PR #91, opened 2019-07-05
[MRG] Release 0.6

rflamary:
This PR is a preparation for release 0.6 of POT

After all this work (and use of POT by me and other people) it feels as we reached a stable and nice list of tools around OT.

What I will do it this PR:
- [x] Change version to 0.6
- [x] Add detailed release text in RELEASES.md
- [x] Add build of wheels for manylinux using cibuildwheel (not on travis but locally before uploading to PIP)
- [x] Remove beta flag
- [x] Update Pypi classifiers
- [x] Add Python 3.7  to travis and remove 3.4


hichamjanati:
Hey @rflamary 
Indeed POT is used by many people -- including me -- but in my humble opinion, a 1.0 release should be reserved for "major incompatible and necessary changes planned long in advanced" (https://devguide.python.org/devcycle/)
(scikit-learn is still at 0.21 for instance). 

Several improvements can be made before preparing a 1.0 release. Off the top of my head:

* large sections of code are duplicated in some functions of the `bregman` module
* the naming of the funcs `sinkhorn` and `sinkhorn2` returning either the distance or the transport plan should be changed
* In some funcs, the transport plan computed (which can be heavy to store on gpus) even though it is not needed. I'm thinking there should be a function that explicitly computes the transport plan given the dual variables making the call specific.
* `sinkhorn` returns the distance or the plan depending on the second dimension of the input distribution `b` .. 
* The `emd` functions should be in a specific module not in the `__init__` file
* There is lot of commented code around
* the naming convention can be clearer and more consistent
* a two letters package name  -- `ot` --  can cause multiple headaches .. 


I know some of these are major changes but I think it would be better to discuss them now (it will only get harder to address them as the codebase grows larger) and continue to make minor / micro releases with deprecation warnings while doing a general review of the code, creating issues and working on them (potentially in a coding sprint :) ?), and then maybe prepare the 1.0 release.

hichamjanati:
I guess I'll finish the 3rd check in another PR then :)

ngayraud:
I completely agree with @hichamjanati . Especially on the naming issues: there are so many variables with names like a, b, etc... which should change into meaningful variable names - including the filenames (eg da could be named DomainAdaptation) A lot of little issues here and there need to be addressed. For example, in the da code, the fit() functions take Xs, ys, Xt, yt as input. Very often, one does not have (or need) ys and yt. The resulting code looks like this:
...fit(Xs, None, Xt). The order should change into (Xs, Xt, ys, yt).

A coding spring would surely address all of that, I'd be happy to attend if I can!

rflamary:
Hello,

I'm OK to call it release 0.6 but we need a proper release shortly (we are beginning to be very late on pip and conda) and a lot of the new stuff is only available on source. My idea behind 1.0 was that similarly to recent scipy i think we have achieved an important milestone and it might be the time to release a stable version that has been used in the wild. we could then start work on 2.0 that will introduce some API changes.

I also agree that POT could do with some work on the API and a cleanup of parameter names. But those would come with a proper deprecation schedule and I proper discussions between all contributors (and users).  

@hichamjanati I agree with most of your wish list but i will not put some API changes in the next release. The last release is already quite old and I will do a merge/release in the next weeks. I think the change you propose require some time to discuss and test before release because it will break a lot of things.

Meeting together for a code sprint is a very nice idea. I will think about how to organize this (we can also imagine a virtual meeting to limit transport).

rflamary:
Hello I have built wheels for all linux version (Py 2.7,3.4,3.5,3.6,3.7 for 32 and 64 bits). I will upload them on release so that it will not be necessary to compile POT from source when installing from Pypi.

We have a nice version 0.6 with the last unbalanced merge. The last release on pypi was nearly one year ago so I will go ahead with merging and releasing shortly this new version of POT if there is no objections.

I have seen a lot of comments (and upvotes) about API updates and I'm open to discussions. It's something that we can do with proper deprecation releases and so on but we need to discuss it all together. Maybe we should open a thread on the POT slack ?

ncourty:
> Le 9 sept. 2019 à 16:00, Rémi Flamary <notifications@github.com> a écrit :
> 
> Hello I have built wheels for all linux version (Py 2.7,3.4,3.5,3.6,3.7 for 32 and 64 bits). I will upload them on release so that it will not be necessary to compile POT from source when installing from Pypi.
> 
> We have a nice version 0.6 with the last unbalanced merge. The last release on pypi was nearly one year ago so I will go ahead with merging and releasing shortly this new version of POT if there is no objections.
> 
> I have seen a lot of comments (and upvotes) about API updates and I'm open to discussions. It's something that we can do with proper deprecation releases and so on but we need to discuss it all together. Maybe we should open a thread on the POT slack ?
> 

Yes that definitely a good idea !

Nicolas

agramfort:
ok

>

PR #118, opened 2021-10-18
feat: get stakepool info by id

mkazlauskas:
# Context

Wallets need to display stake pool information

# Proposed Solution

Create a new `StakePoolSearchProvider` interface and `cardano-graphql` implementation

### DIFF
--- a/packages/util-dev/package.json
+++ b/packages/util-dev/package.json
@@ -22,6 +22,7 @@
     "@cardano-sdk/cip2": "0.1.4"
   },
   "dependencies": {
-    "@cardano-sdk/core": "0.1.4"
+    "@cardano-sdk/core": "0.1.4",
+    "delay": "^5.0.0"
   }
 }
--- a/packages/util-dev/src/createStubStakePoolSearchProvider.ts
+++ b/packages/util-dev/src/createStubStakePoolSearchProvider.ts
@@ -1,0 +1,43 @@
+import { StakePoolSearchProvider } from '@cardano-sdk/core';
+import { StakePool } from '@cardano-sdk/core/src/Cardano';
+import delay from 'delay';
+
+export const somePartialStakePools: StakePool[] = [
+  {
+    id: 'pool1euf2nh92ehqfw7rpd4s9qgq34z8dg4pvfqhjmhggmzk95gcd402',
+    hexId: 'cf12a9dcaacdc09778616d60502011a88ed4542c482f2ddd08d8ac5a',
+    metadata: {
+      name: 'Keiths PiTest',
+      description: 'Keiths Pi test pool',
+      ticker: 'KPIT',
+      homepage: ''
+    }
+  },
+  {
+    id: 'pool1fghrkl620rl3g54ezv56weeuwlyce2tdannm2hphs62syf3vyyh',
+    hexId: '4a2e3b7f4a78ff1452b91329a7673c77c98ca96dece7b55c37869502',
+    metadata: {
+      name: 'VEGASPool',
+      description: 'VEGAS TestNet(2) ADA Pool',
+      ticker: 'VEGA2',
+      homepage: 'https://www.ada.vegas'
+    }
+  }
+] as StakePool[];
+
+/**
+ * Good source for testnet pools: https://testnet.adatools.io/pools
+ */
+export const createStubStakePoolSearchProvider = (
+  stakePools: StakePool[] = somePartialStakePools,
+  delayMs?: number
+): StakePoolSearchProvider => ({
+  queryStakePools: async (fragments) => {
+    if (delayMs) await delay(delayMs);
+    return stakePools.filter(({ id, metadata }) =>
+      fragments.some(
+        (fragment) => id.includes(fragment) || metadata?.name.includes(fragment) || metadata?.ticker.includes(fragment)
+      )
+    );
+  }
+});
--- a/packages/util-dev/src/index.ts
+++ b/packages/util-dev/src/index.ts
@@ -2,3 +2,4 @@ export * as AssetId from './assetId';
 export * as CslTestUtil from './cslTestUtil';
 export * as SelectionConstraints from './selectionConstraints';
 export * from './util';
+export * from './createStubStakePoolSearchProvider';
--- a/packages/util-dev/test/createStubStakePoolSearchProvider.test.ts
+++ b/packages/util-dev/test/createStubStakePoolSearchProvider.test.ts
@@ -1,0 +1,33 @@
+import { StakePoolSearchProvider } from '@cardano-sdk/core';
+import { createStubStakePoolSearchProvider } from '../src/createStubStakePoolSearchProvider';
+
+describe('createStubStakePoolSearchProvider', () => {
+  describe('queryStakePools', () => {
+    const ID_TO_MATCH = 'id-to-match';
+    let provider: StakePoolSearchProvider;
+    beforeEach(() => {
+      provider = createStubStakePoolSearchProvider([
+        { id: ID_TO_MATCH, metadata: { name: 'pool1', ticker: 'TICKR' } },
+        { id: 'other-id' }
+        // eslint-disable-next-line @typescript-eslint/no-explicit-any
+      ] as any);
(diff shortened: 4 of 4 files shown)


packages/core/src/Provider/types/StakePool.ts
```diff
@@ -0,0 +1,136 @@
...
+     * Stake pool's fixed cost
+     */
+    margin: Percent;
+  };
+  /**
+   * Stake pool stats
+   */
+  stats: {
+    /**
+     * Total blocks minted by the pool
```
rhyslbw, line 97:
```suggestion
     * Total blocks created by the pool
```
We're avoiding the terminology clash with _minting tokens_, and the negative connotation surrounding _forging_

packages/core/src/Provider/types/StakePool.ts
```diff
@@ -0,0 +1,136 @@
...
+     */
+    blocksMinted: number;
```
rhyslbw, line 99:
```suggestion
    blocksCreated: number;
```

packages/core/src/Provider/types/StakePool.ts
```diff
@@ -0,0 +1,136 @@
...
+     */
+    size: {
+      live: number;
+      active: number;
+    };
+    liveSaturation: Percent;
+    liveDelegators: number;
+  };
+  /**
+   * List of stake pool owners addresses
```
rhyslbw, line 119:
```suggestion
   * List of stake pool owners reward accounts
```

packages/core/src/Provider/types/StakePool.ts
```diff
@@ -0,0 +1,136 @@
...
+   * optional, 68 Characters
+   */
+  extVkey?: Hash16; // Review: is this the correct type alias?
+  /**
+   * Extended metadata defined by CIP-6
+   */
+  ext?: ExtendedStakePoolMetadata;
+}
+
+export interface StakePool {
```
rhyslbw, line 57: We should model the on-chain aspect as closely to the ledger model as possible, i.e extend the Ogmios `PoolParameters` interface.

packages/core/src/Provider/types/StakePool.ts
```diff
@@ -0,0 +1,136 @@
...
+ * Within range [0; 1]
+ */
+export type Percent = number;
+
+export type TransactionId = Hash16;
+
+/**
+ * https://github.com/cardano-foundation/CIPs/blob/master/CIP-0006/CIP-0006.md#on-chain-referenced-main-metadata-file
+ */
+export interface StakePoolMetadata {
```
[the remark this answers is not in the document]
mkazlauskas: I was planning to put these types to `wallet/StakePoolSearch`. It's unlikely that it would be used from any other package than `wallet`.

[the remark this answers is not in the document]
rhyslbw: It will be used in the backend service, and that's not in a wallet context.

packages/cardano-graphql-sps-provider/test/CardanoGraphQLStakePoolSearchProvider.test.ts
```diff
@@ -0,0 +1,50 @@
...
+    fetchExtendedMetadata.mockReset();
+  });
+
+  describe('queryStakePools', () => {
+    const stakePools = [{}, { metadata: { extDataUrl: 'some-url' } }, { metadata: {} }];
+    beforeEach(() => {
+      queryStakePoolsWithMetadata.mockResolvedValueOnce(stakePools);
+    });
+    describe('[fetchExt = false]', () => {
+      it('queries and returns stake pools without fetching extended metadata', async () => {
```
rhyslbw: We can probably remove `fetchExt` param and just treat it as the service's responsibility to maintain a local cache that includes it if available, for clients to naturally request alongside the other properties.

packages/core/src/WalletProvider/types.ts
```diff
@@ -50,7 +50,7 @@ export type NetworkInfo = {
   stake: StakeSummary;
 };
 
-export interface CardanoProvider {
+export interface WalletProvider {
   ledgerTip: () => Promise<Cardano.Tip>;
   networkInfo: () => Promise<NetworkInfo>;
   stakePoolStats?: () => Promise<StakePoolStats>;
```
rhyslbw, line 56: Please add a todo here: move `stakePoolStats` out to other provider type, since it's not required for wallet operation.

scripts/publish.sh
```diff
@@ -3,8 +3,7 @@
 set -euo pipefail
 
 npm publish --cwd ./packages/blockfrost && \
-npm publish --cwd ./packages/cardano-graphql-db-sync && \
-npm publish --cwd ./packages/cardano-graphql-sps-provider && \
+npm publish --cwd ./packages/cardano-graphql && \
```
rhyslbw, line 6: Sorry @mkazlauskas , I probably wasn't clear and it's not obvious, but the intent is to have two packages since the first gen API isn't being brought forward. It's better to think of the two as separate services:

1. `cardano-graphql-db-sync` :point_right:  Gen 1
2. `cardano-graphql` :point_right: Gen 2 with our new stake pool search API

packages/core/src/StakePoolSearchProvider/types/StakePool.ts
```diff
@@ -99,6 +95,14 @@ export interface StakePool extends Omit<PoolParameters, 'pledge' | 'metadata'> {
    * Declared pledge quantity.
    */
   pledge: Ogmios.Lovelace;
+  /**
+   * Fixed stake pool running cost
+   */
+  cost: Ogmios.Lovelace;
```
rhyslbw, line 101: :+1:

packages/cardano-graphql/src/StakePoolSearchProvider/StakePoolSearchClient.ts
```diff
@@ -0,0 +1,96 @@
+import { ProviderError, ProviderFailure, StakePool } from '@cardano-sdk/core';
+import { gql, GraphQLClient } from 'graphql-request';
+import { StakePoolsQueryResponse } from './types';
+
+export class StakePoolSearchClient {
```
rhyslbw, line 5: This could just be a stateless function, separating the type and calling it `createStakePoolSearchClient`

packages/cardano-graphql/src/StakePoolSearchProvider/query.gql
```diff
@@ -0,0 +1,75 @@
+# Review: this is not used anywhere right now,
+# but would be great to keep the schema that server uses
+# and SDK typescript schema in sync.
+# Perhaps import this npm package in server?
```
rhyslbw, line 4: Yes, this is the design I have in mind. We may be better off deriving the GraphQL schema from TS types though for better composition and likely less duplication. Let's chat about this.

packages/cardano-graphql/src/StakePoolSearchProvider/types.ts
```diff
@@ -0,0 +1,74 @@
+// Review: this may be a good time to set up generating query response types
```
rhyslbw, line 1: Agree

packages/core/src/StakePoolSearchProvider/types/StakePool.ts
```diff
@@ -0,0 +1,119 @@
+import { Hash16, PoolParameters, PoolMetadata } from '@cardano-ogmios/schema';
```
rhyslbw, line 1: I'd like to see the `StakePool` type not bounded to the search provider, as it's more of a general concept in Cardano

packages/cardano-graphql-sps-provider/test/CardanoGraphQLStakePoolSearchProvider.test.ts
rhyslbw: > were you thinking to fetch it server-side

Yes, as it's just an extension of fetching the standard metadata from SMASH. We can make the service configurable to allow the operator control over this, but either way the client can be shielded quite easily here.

----

**PROBLEM DETAILS**
If a line in the entries above contains the word "naming", copy it.

**SOLUTION TO THIS PROBLEM**
* the naming of the funcs `sinkhorn` and `sinkhorn2` returning either the distance or the transport plan should be changed
* the naming convention can be clearer and more consistent
I completely agree with @hichamjanati . Especially on the naming issues: there are so many variables with names like a, b, etc... which should change into meaningful variable names - including the filenames (eg da could be named DomainAdaptation) A lot of little issues here and there need to be addressed. For example, in the da code, the fit() functions take Xs, ys, Xt, yt as input. Very often, one does not have (or need) ys and yt. The resulting code looks like this:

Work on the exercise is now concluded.